Issue #57, opened 2019-05-24
Support developer pipelines


jlebon:
So, being able to easily stand up your own cluster is great, though it limits our ability to interact with things that use secrets, like the artifact server and S3. Just like RHCOS, it'd be nice to support developer pipelines that stand alongside the prod one.

The "standup a local cluster" path is still useful when hacking on some part of the OpenShift manifests themselves though, and keeping that path "hot" ensures we don't rely on live edits of the running instance. (Related: the OpenShift CI cluster has this cool thing that reconfigures the live cluster when changes to [openshift/release](https://github.com/openshift/release) are merged in. Would be nice to have that functionality here too.)

jlebon:
Likely going to implement this in the process of adding S3 support.

jlebon:
Fixed in #62.

PR #59, opened 2019-05-28
pipeline: upload builds to S3

jlebon:
This is a first step towards switching to S3. We still rsync to the
artifact server, but we also upload new builds to S3. Once we confirm
this works nicely, we can switch over to using `buildprep` and
completely wean off the artifact server.

---

Requires: https://github.com/coreos/coreos-assembler/pull/527

I tested this from my local cluster and it works, though I'm also working on #57 to make it easier to test changes like these.

### DIFF
--- a/Jenkinsfile
+++ b/Jenkinsfile
@@ -30,6 +30,9 @@ properties([
     ])
 ])
 
+// see bucket layout in https://github.com/coreos/fedora-coreos-tracker/issues/189
+def s3_builddir = "fcos-builds/prod/streams/${params.STREAM}/builds"
+
 podTemplate(cloud: 'openshift', label: 'coreos-assembler', yaml: pod, defaultContainer: 'jnlp') {
     node('coreos-assembler') { container('coreos-assembler') {
 
@@ -46,6 +49,15 @@ podTemplate(cloud: 'openshift', label: 'coreos-assembler', yaml: pod, defaultCon
         }
 
         stage('Fetch') {
+            /*
+            // XXX: uncomment once we have a build there
+            if (prod && utils.path_exists("/.aws")) {
+                utils.shwrap("""
+                coreos-assembler buildprep s3://${s3_builddir}
+                """)
+            }
+            */
+
             if (prod) {
                 // make sure our cached version matches prod exactly before continuing
                 utils.rsync_in("builds", "builds")
@@ -101,6 +113,7 @@ podTemplate(cloud: 'openshift', label: 'coreos-assembler', yaml: pod, defaultCon
         }
 
         stage('Prune') {
+            // XXX: stop pruning like this when we fully drop artifact server
             utils.shwrap("""
             coreos-assembler prune --keep=8
             """)
@@ -125,6 +138,7 @@ podTemplate(cloud: 'openshift', label: 'coreos-assembler', yaml: pod, defaultCon
 
             // Change perms to allow reading on webserver side.
             // Don't touch symlinks (https://github.com/CentOS/sig-atomic-buildscripts/pull/355)
+            // XXX: can drop this when dropping artifact server
             utils.shwrap("""
             find builds/ ! -type l -exec chmod a+rX {} +
             """)
@@ -134,6 +148,13 @@ podTemplate(cloud: 'openshift', label: 'coreos-assembler', yaml: pod, defaultCon
             // https://stackoverflow.com/questions/1636889
             if (prod) {
                 utils.rsync_out("builds", "builds")
+            }
+
+            if (prod && utils.path_exists("/.aws")) {
+              // XXX: just upload as public-read for now
+              utils.shwrap("""
+              coreos-assembler buildupload s3 --acl=public-read ${s3_builddir}
+              """)
             }
         }
     }}
--- a/Jenkinsfile
+++ b/Jenkinsfile
@@ -1,22 +1,24 @@
-def pod, utils, devel
+def pod, utils, prod
 node {
     checkout scm
     pod = readFile(file: "manifests/pod.yaml")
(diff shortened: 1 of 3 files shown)


Jenkinsfile
```diff
@@ -120,6 +138,12 @@ podTemplate(cloud: 'openshift', label: 'coreos-assembler', yaml: pod, defaultCon
             // https://stackoverflow.com/questions/1636889
             if (!devel) {
                 utils.rsync_out("builds", "builds")
+                if (utils.path_exists("/.aws")) {
```
dustymabe: any preference on just using ENV vars here instead of a config file there?

jlebon: Heh, I explicitly chose to move away from env vars actually to raise the barrier a bit more on how easily credentials could leak e.g. into logs.

cgwalters: Side note, for AWS it's best to use https://docs.aws.amazon.com/IAM/latest/UserGuide/id_credentials_temp_use-resources.html if you can.

dustymabe: > Heh, I explicitly chose to move away from env vars actually to raise the barrier a bit more on how easily credentials could leak e.g. into logs.

yeah. i've just always done it the other way so I have a slight preference. We can stick with this.

jlebon:
OK, this is updated and tested now!

You can use #62 to test this:

```
$ ./devel-up --pipeline https://github.com/jlebon/fedora-coreos-pipeline@pr/devel-pipeline
Parameters:
  DEVEL_PREFIX=jlebon-
  PIPELINE_REPO_URL=https://github.com/jlebon/fedora-coreos-pipeline
  PIPELINE_REPO_REF=pr/devel-pipeline
imagestream "jlebon-coreos-assembler" configured
buildconfig "jlebon-fedora-coreos-pipeline" configured

You may start your dev pipeline with:
  oc start-build jlebon-fedora-coreos-pipeline
$ oc start-build jlebon-fedora-coreos-pipeline
...
```

Wait for build to finish. Then e.g.:

```
$ aws s3 ls fcos-builds/devel/streams/jlebon/30.237/
2019-05-31 15:03:44      31874 commitmeta.json
2019-05-31 15:03:43        486 coreos-assembler-config-git.json
2019-05-31 15:03:42      11601 coreos-assembler-config.tar.gz
2019-05-31 15:03:09   57889466 fedora-coreos-30.237-installer-initramfs.img
2019-05-31 15:03:08    8863944 fedora-coreos-30.237-installer-kernel
2019-05-31 15:03:02   76756992 fedora-coreos-30.237-installer.iso
2019-05-31 15:01:49  613107738 fedora-coreos-30.237-metal-bios.raw.gz
2019-05-31 15:01:58  612779524 fedora-coreos-30.237-metal-uefi.raw.gz
2019-05-31 15:03:13  612640074 fedora-coreos-30.237-openstack.qcow2.gz
2019-05-31 15:01:38  612645539 fedora-coreos-30.237-qemu.qcow2.gz
2019-05-31 15:03:22  626155520 fedora-coreos-30.237-vmware.ova
2019-05-31 15:03:43      68387 install.log
2019-05-31 15:03:54      10255 meta.json
2019-05-31 15:03:44      14604 ostree-commit-object
2019-05-31 15:03:45  557957120 ostree-commit.tar
```

One obvious thing here is that we're re-using the same workdir as prod, though that's not an urgent issue right now since (1) Jenkins won't run them concurrently and (2) we always rsync in the prod data from the artifact server.

Still, once we move away from the artifact server (which we should be able to do as soon as this code runs once), I'll clean that up.

jlebon:
> Still, once we move away from the artifact server (which we should be able to do as soon as this code runs once), I'll clean that up.

This is fixed in #62 now.

Jenkinsfile
jlebon: > Side note, for AWS it's best to use https://docs.aws.amazon.com/IAM/latest/UserGuide/id_credentials_temp_use-resources.html if you can.

Hmm neat, hadn't seen this before. I don't want to address this right now in this patch, but I don't want to lose track of it either, so filed https://github.com/coreos/fedora-coreos-pipeline/issues/63.

Jenkinsfile
```diff
@@ -28,6 +30,8 @@ properties([
     ])
 ])
 
+def s3_builddir = "fcos-builds/prod/streams/${params.STREAM}"
```
dustymabe: where is this path coming from? did we define our s3 bucket layout anywhere?

dustymabe:
gave this a quick review - had [one comment](https://github.com/coreos/fedora-coreos-pipeline/pull/59#discussion_r290061239). will try out with devel pipelines next.

Jenkinsfile
jlebon: That's https://github.com/coreos/fedora-coreos-tracker/issues/189, right?

jlebon: I added a comment with the link. We can definitely still move builds around after this merges if discussions in that ticket lead to a different layout.

dustymabe: > That's [coreos/fedora-coreos-tracker#189](https://github.com/coreos/fedora-coreos-tracker/issues/189), right?

right. I'm actually OK with the layout (as you mentioned being defined over in that ticket. I think we should make the bucket name a parameter. We may be using `fcos-builds` but someone without access to that bucket may want to try to setup a pipeline and we should make it possible.

jlebon: I added a patch to #62 instead to fix this because this intersects with the devel path and it would've been messy to understand the changes if they were split across here and there.

dustymabe:
Assuming this PR is updated with all the content from #62  this LGTM

dustymabe:
LGTM - i'll try to enhance the docs in a future PR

- **WORK INSTRUCTION**: Go through the listing above and copy each line in which the string "resources" is found.

- **ANSWER FOR THIS EXERCISE**:
cgwalters: Side note, for AWS it's best to use https://docs.aws.amazon.com/IAM/latest/UserGuide/id_credentials_temp_use-resources.html if you can.
jlebon: > Side note, for AWS it's best to use https://docs.aws.amazon.com/IAM/latest/UserGuide/id_credentials_temp_use-resources.html if you can.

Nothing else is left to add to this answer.